Por ejemplo, imaginaros que alguien tiene la creencia de que los zurdos son más creativos que los diestros. Cada vez que esa persona se encuentre a una persona zurda y que además sea creativa, la teoría se hará más fuerte al acumular evidencia a su favor. Y así se estará más receptivo a cualquier otro dato que confirme aún más esta creencia, a la par que se pasa por alto otros hechos que vayan en contra de esta idea.

Pero el sesgo de confirmación no sólo va de buscar nuevos datos que nos den la razón y nos reafirme en nuestras ideas, también determina la forma en la que interpretamos lo que nos ocurre, y cómo lo memorizamos. Nos es más fácil recordar los detalles de aquello que refuerza nuestras posiciones ante la vida. 

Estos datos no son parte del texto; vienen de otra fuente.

PR #43, opened 2024-10-04
fix: switch `proposer_duties` table primary key to `slot_number`

thedevbirb:
As title says this PR changes the `PRIMARY_KEY` of the `proposer_duties` table from `public_key` to `slot_number`, and updates the logic of `set_proposer_duties` method of the `PostgresDatabaseService` accordingly.

The reason this change is needed is that, even if rare, it might occur that a validator public key is chosen twice for the next proposer duties which leads to the second record not being written on the database table because there is a conflict with the primary key. This edge case happens quite often in a devnet which has a very small validator set size compared to Mainnet.

The downstream consequence of it is that when processing a new head event inside `process_head_event` in the `ChainEventUpdater` (see below)
https://github.com/gattaca-com/helix/blob/3533496355837a4bb96b330d7e6c49408228ed7e/crates/housekeeper/src/chain_event_updater.rs#L151-L175
some proposer duties are missing which might lead to `next_duty` to being `None`. The latter is then read inside the `submit_block`/`submit_header` functions throwing the error `BuilderApiError::ProposerDutyNotFound` incorrectly.

### DIFF
--- a/crates/database/src/postgres/migrations/V21__proposer_duties_fix.sql
+++ b/crates/database/src/postgres/migrations/V21__proposer_duties_fix.sql
@@ -1,0 +1,2 @@
+ALTER TABLE proposer_duties DROP CONSTRAINT proposer_duties_pkey;
+ALTER TABLE proposer_duties ADD PRIMARY KEY (slot_number);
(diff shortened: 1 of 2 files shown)


0w3n-d (commented):
We can't modify this V1 file because it will cause an error when it tries to apply it to an existing relay. Instead it will need to modify the proposer_duties table. Can you add a new file to migrations folder with the next number and modify the table there?

thedevbirb:
> We can't modify this V1 file because it will cause an error when it tries to apply it to an existing relay. Instead it will need to modify the proposer_duties table. Can you add a new file to migrations folder with the next number and modify the table there?

Sorry about that! I've seen that on the `develop` branch the latest migration would be `V21` so I added that. I hope it's good now.

PR #44, opened 2024-10-10
Add postgres ssl_mode config

Akagi201:
ssl_mode config options: "prefer", "require", no config means none ssl_mode.


0w3n-d:
Nice!

PR #45, opened 2024-10-14
chore(docker): `local.Dockerfile`, `.dockerignore`

thedevbirb:
The current Dockerfile (https://github.com/gattaca-com/helix/blob/main/Dockerfile#L12-L45) isn't suitable for local development from external contributors given it expects some AWS secrets and that the command is run from a specific folder (with subfolders like `./repos/${REPO_NAME}`.

As such this PR introduces a `local.Dockerfile` intended to be used for local development from contributors and adds a `.dockerignore` file to avoid copying large and unused files and directories slowing down image building times.

### DIFF
--- a/.dockerignore
+++ b/.dockerignore
@@ -1,0 +1,6 @@
+.env*
+.git/
+.github/
+audits/
+images/
+**/target/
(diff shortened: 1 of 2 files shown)


0w3n-d:
Awesome! thanks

Durante mucho tiempo la gente elegía el periódico o canal de televisión y radio afín a su ideología. Nos rodeamos en general de personas que no sólo comparten gustos y aficiones con nosotros, sino también posiciones políticas e ideológicas, o en definitiva su forma de entender la vida. Es algo que nos genera seguridad, es agradable, es una cuestión tribal, cuál es mi grupo al que pertenezco y con el que me siento identificado, que reafirma mi visión. Y como ya os podéis imaginar esta es una regla básica de por qué cada grupo ayuda a perpetuar sus propias creencias y convicciones, y por qué las voces disonantes o incómodas son muchas veces apartadas y excluidas.

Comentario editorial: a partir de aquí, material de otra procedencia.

PR #49, opened 2024-11-07
feat: Constraints API v0

thedevbirb:
This PR introduces the [Constraints API](https://docs.boltprotocol.xyz/technical-docs/api/builder) in Helix.

### DIFF
--- a/crates/api/src/builder/api.rs
+++ b/crates/api/src/builder/api.rs
@@ -192,7 +192,7 @@ where
 
     /// This endpoint returns a list of signed constraints for a given `slot`.
     ///
-    /// Implements this API: <https://docs.boltprotocol.xyz/api/relay#constraints>
+    /// Implements this API: <https://docs.boltprotocol.xyz/technical-docs/api/relay#constraints>
     pub async fn constraints(
         Extension(api): Extension<Arc<BuilderApi<A, DB, S, G>>>,
         Query(slot): Query<SlotQuery>,
@@ -230,7 +230,7 @@ where
 
     /// This endpoint returns a stream of signed constraints for a given `slot`.
     ///
-    /// Implements this API: <https://docs.boltprotocol.xyz/api/relay#constraints-stream>
+    /// Implements this API: <https://docs.boltprotocol.xyz/technical-docs/api/relay#constraints-stream>
     pub async fn constraints_stream(
         Extension(api): Extension<Arc<BuilderApi<A, DB, S, G>>>,
     ) -> Sse<impl Stream<Item = Result<Event, BuilderApiError>>> {
@@ -260,7 +260,7 @@ where
     /// This endpoint returns the active delegations for the validator scheduled to propose
     /// at the provided `slot`. The delegations are returned as a list of BLS pubkeys.
     ///
-    /// Implements this API: <https://docs.boltprotocol.xyz/api/relay#delegations>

Y luego llegó la era de internet. En los últimos 10 años sesgo de confirmación se ha vuelto mucho más potente aún. No solamente seguimos interpretando aquello que nos sucede de la forma más favorable a nuestras teorías, ahora consumimos con más facilidad aquellas fuentes que reafirman nuestras ideas… páginas webs, canales de youtube, blogs, etc.

Da igual qué teoría tengamos sobre el mundo, si un día nos parece que la tierra debe ser plana y comprobamos a ver si hay alguien más que piense así, encontramos webs que recopilan todo tipo de argumentos que confirman esta alucinante y falsa teoría.

Pasa un poco parecido con las Fakenews, noticias falsas que se propagan tan fácilmente a través de mensajes de whatasapp y páginas webs. Somos una presa fácil porque todo aquello que nos encaje con nuestras creencias tiene automáticamente crédito para ser cierto, sin ninguna comprobación previa. 

Os pongo algunos ejemplos más sobre el sesgo de confirmación en la vida cotidiana:

“Siempre que lavo el coche, llueve”.Después de lavar el coche empieza a llover, y recuerdo que varias veces lo he lavado y también ha llovido. Pero no recuerdo las veces que lo he lavado y no ha llovido. Y si alguna vez lo lavo y no llueve, mi cerebro no va a registrar el hecho “hoy he lavado el coche y no ha llovido”.Lo mismo ocurre con muchos sueños premonitorios… Imaginaros que soñáis que os encontráis con un viejo amigo que no veis desde la infancia. Pocos días después, coincidís con él por la calle. Es fácil hacer una supuesta relación entre ambos sucesos y se llega a la conclusión de que tuvisteis un sueño premonitorio.

Pero, ¿no será pura casualidad fruto del azar? Tenemos cientos de sueños en nuestra vida, probablemente alguno de esos sueños coincidiera con un hecho real, como encontrarse con un viejo amigo de la infancia. De nuevo,  el error es que se selecciona un hecho positivo confirmatorio que lleva a conclusiones equivocadas, y se ignoran todas la veces que hemos soñado que algo iba a pasar, y finalmente nada pasó.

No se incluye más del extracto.